"Canadians and border-town Americans know that the 90s was a rich era for Canadian rock, among others The Tragically Hip, Sloan, Rheostatics, The Watchmen, Spirit of the West, Barenaked Ladies, and the delightful Odds. Odds personified the Canadian blend of equal parts alternative and classic rock along with smart lyrics, and Good Weird Feeling represents the pinnacle of their body of work. For better or worse, Odds are one of those bands whose CDs require several listens before the listener really feels ready to cuddle up, before appreciation is fully formed. I spent the summer of 1996 backpacking through Southeast Asia and this was one of a handful of albums I had with me, almost the proverbial "desert island" scenario, and it just got better and better as the summer went on. It's a diverse album, well balanced between hard rockers, poppy alternative, and groove-based rock. "Truth Untold", "Radios of Heaven", and "Mercy To Go" respectively being the best of these three genres. They provide signposts for the solid tracks that occupy the rest of the album. As mentioned above and by other reviewers, it's not just the music but the well stated and introspective lyrics; again a delicate balance that avoids pretention and simplicity. "I cross myself and do my best acid queen/a cross between a dime-store witch/and a whirling painted Martin Sheen/I try on your lipstick/I try on your clothes/I wanna be you for a little while/and I'm freaked out enough to bloody my own nose" (Oh Sorrow, Oh Shame). "The first thing I did when I got in the gate/was crank up the left-hand dial/I got there first/the track star seemed to take a while/now I can dance like Nuryev/with these wings on my body/St. Peter complains that it's too loud down in the lobby (Radios of Heaven).

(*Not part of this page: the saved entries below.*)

PR #681, opened 2018-03-01
Temporarily use GitHub mirror for xz sources

TheAssassin:
Should fix Travis builds for now. Seems like the official mirror has become unreliable.


probonopd:
Seems like we are kinda building our poor-mans's [OBS](http://openbuildservice.org/)  ;-)

TheAssassin:
Not really. I always said we should mirror these sources just in case there might be issues with some upstream mirror, but I didn't expect that to ever happen. Luckily we have the mirror now. But this shall be reverted immediately as soon as the upstream mirror works again.

PR #682, opened 2018-03-01
Fix check inside .travis.yml

KurtPfeifle:
.travis.yml checks contents of `out/*` which really seem to be in `build/out/*`.


TheAssassin:
Thanks for noticing this.

PR #683, opened 2018-03-01
Fix for checks which are IMHU wrong

KurtPfeifle:


TheAssassin:
If you have questions, why not open a ticket, first of all? You're on the wrong path, young padawan.

`--exclude-file` can be used to provide an "ignore" file with a syntax similar to `.gitignore`. These are passed to mksquashfs, causing the tool to exclude files from the resulting image based on these patterns.

The lines are correct as-is. The ignore file is created with e.g., `to-be-ignored` as a pattern.

I thought we had documented the parameter in the `--help` strings etc...

P.S.: What does IMHU mean?

TheAssassin:
See also https://github.com/AppImage/AppImageUpdate/blob/rewrite/resources/build-appimages.sh#L112 and https://github.com/AppImage/AppImageUpdate/blob/rewrite/resources/AppImageUpdate-Qt.ignore for some examples how this can be used.

KurtPfeifle:
@TheAssassin:

> "young padawan"

Haha, you're funny :-)

probonopd:
At least for me, it would be very helpful to have in the description of a PR a clear __short__ paragraph that explains in plain simple words what the PR is trying to do, and why. Thank you.

For example:
> The checks for xyz seem to be wrong because they do foo, when I would expect them to do bar. I think foo is wrong and bar is correct because of xxx. This patch changes baz to make the tests do bar instead of foo.

PR #10, opened 2023-09-19
Linting & mypy updates

Kilo59:
Update to latest version of `ruff` + `mypy` and apply latest oss static analysis standards.

Make compatible with pydantic v2

Update `great_expectations` minimum pin to `0.17.17`


tasks.py
```diff
@@ -35,7 +35,7 @@ def type_check(ctx: Context, install_types: bool = False, check: bool = False):
     if install_types:
         cmds.append("--install-types")
     if check:
-        cmds.append("--pretty")
+        cmds.extend(["--pretty", "--warn-unused-ignores"])
```
Kilo59, line 38: If type-ignores are not being used we should remove them

Kilo59:
- See #12 for the CI fix

cdkini (approved):

PR #14, opened 2023-09-20
setup build steps and publish to pypi

allensallinger:
setup build steps and publish to pypi

### DIFF
--- a/.github/workflows/ci.yaml
+++ b/.github/workflows/ci.yaml
@@ -39,10 +39,6 @@ jobs:
 
       - run: poetry run invoke ${{ matrix.task }} --check
 
-      - name: Build distributions
-        run: poetry build
-
-
   tests:
     strategy:
       matrix:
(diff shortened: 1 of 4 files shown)


.github/workflows/ci.yaml
```diff
@@ -39,6 +39,10 @@ jobs:
 
       - run: poetry run invoke ${{ matrix.task }} --check
 
+      - name: Build distributions
+        run: poetry build
```
Kilo59, line 43: Can you move this to it's own job.
We want these static analysis steps to be fast and only fail if the particular check fails.

Don't want to have the `formatting`/`fmt` step failed because of a build issue.

pyproject.toml
```diff
@@ -26,6 +26,11 @@ tomli = "^2.0.1"
 [tool.poetry.scripts]
 gx-agent = 'great_expectations_cloud.agent:run_agent'
 
+[tool.poetry-dynamic-versioning]
+enable = true
+vcs = "git"
+style = "semver"
```
Kilo59, line 32: I thought we were going to leave this out initially and do things manually.

Kilo59 (changes requested):
Couple of questions

Kilo59 (approved):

It's a shame that Odds didn't last longer than they did, but such is life. Instead of lamenting that fact go out and pick up this album. It's where a new Odds fan should start his journey."
Best you've never heard
Roger S. | Oak Creek, Wisconsin United States | 03/23/2008
(4 out of 5 stars)
"I was surprised by this CD and ended up buying 2 more by ODDS. 'Good Weird Feeling' is my favorite by far. In particular the song 'Eat My Brain' is one of those that you will hear in your for head for a week after the first time you play it. The band has retained that certain garage band type feel, but is well polished and hook laiden as any other 'well know' band out there. They are an undiscovered gem."
Fresh sound from Canada
cured_one | Middle East | 02/01/2002
(4 out of 5 stars)
"Very rock'n'roll sounding band... So nothing really new there, but old rock recipe seems to work very well with those guys.

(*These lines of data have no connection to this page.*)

PR #18, opened 2023-09-25
Draft: add docker lint

rreinoldsc:
Added docker lint, and addressed the following:

```
-:1 DL3029 warning: Do not use --platform flag with FROM
-:9 DL3013 warning: Pin versions in pip. Instead of `pip install <package>` use `pip install <package>==<version>` or `pip install --requirement <requirements file>`
-:9 DL3042 warning: Avoid use of cache directory with pip. Use `pip install --no-cache-dir <package>`
```


Kilo59 (approved):

great_expectations_cloud/agent/Dockerfile
```diff
@@ -1,12 +1,12 @@
-FROM --platform=linux/amd64 python:3.10.12-slim as base
```
rreinoldsc, line 1: not multistage, so no need for alias

.github/workflows/lint.yaml
```diff
@@ -0,0 +1,11 @@
...
+on: [pull_request]
+jobs:
+  # Can look up error with https://github.com/hadolint/hadolint/wiki/DL3029
+  docker-lint:
+    runs-on: ubuntu-latest
+    steps:
+      - name: Check out repo
+      - uses: actions/checkout@v3
+
+      - run: docker run -v --rm -i hadolint/hadolint hadolint --failure-threshold warning - < great_expectations_cloud/agent/Dockerfile
```
Kilo59, line 11: If you put this into an `invoke` task you can make it part of our existing `lint` matrix.

https://github.com/great-expectations/cloud/blob/fb172df6ebb6b1bca86f1a465aa50959da0ed923/.github/workflows/ci.yaml#L12

rreinoldsc: yep all set

PR #19, opened 2023-09-25
SQL Dependency Group

Kilo59:
Add a `sql` poetry dependency group that includes all the required dependencies for `postgres`, `redshift` and `databricks`


pyproject.toml
```diff
@@ -13,6 +13,13 @@ pydantic = "<3"
 pika = "^1.3.1"
 snowflake-sqlalchemy = ">=1.5.0"
 
+[tool.poetry.group.sql.dependencies]
+great-expectations = { version = "^0.17.19", extras = [
+    "databricks",
+    # includes redshift, postgres, etc.
+    "sqlalchemy1"
```
Kilo59, line 20: This was failing before because the `sqlalchemy` gx extra requires `SQLALchemy` 2, which is not compatible with all of our datasources yet.

allensallinger (approved):

PR #20, opened 2023-09-26
add arm64 support

rreinoldsc:
Unable to run on arm64 mac:

```
$ docker image pull greatexpectations/agent:0.0.1
0.0.1: Pulling from greatexpectations/agent
no matching manifest for linux/arm64/v8 in the manifest list entries
```

Adds explicit platform targets for amd64 and arm64


rreinoldsc:
alrdy fixed elsewhere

If you like Dave Mathews Band - that will be new startling discovery for you ...
But beware - you may easily make yourself addicted to it!"
Neat Freak in a Hurricane
Lee Armstrong | Winterville, NC United States | 10/29/2004
(5 out of 5 stars)
"Odds have turned into one of my favorite "under the radar screen" bands. Each of their releases has a few tracks that go into my classic category of great rock. My favorite track is "Radios of Heaven" with Pat Steward's drums and Craig Northey's driving guitar, "There's a gorgeous sunset happening on the airwaves; I really want you to hear this song someday, so you behave." "The Last Drink" tracks a bit folky with acoustic strumming and Northey's wonderfully offbeat lyrics, "Someone stabbed my voodoo doll, now it hurts each time that nature calls, and you're lucky that nature's finished calling out to you. ... So I should swallow real hard & deal with this pain cause I'm as wasted as a neat freak in a hurricane." "Mercy to Go" gets a great groove going, "When you're a tower of strength, people climb up your back side." The tunes on "Good Weird Feeling" are consistently strong and at times sublime. Don't let this one get away! Bravo!"